Bu durum, Güleni ve cemaatini yeniden tanımlamayı zorunlu kılıyor. Gülen ve takipçileri bir dini cemaat mi, sivil toplum hareketi mi, siyasi bir hareket mi, paralel devlet örgütlenmesi mi, devleti ele geçirmeye çalışan bir örgüt mü?

GÜLEN’İN ÜÇ EVRESİ

Gülen cemaatinin gelişim dinamiklerine bakıldığında, her seferinde Gülen ve takipçilerinin hedef ve önceliklerinin değiştiği en az üç evreye işaret etmek mümkün. Gülen’in vaizlik göreviyle ilişkilendirilebilecek ilk dönemde, cemaatin klasik bir dini cemaat hüviyetine ve gündemine sahip olduğu söylenebilir. Gülen’in ülke çapındaki cami kürsülerinde dini vaazlar verdiği, cemaatin dini faaliyetlere, diğer cemaatlere benzer şekilde dindar bir nesil yetiştirmek üzere eğitim faaliyetlerine odaklandığı bu dönemde, Cemaat Gülen merkezli olsa da Nurcu bir cemaat kimliğini kaybetmemiştir.

1980’lerin sonlarından itibaren Gülen ve takipçileri, tedrici olarak dini cemaat kimliğini geride bırakıp bir sivil toplum hareketi formatına yakınlaşarak dönemin cazip kavramları olan dinlerarası diyalog ve hoşgörü söylemlerini benimsedi. Eğitim ve yardım gibi sivil faaliyetlere yoğunlaştı ve Türkiye sınırlarını aşarak uluslararası bir kimlik edindi. Bu dönemde de, kendi içinde olabildiğince ortodoks ve batıni bir dini cemaat oluşumunu sürdürürken, dışarıya karşı dini cemaat olmaktan mahcubiyet duyan, dini cemaatleri küçümseyen bir edayla kendisini sivil toplumun sempatik algısına uydurmaya çalışan bir strateji izledi.

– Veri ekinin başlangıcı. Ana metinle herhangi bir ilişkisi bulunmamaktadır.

PR #22579, opened 2020-07-18
Disable analytics for non-production environment

tengqm:
The analytics code/link is not always working. It takes about 33 seconds to load and fail when building local sites for testing, and that is terrible.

28 Şubat sürecinden sonra Gülen ve takipçileri, bugün de etkisini sürdüren üçüncü kırılmayı yaşadı. Kırılmanın ilk evresi, Gülen ve önde gelen takipçilerinin ABD’ye yerleşmesiyle yaşandı. Bu dönemde cemaat, yurt dışı genişlemeye ve küresel odaklarla ilişki geliştirmeye ağırlık verdi. Kırılmanın ikinci evresi, AK Parti’nin vesayet sistemiyle mücadelesine destek vermeyle yaşandı. Bu dönemde, cemaatin gelişim dinamikleri üzerinde en fazla etkili olan gelişme, Gülen ve takipçilerinin emniyet ve yargıda güçlenmeleri oldu. Öteden beri, devletin stratejik kurumlarında -ordu, emniyet ve yargıda- örgütlenmeye önem atfeden Gülen, AK Parti’den aldığı siyasi destek ve vesayetle mücadele gündemiyle, müntesiplerinin yerleştikleri kurumlarda yükselerek stratejik bir mevki elde etmelerini sağladı. Özellikle 2007 sonrasında, Gülen takipçileri, Emniyetin ve yargının etkili istihbarat ve operasyonel birimlerinde bütün alternatif ekip ve aktörleri tasfiye ederek kurumların önceliklerini belirleyecek bir nüfuza kavuştu. Bürokrasi üzerindeki gücünü bir yandan rakip veya alternatif oluşumları zayıflatmak bir yandan da kendi oluşumunu her alanda büyütmek üzere kullandı.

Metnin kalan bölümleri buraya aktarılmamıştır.